Saved entries:
● ● ● ●

PR #451, opened 2025-05-23
Open CHAM fund's APPLY round for 65 minutes.

sc15zs:
Description:
CHAM fund's APPLY round needs to be re-opened as:

open:   23 May 2025, at 17:55.      -->  `"opens": "2025-05-23T16:55:00", `
close:   23 May 2025, at 19:00.     -->   `"deadline": "2025-05-23T19:00:00",`

Note that the open date-time is stored in UTC (1 hour ahead of local time), and the deadline is stored in local time. 
This, together with removing the `to_bst` filters, allows opening and closing the round for the requested period, and also to show the correct deadline in the templates. 

The `get_now_UK_time_without_tzinfo()` function is needed to display the "Window closed" banner correctly, after the round deadline is passed.


gidsg (approved):
Looks good, we should have a follow-up task to make the opens and deadline behaviour consistent across the system!

PR #453, opened 2025-05-28
fix CHAM themes_mapping config.

sc15zs:
Description:
Correcting the themes mapping configuration for CHAM APPLY. 
This is needed to make the "View entire application" link show all details of an application.


israr-ulhaq (approved):
Looks fine!

PR #465, opened 2025-06-23
Change round opening to use local time instead of UTC.

sc15zs:
Ticket:
https://mhclgdigital.atlassian.net.mcas.ms/browse/FLS-1344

● ● ● ●

DIRECTIONS FOR THIS TASK: The line with "Correcting the themes" and all the lines after it in the records above are to be output exactly, with nothing added.

ANSWER BOX:
Correcting the themes mapping configuration for CHAM APPLY. 
This is needed to make the "View entire application" link show all details of an application.


israr-ulhaq (approved):
Looks fine!

PR #465, opened 2025-06-23
Change round opening to use local time instead of UTC.

sc15zs:
Ticket:
https://mhclgdigital.atlassian.net.mcas.ms/browse/FLS-1344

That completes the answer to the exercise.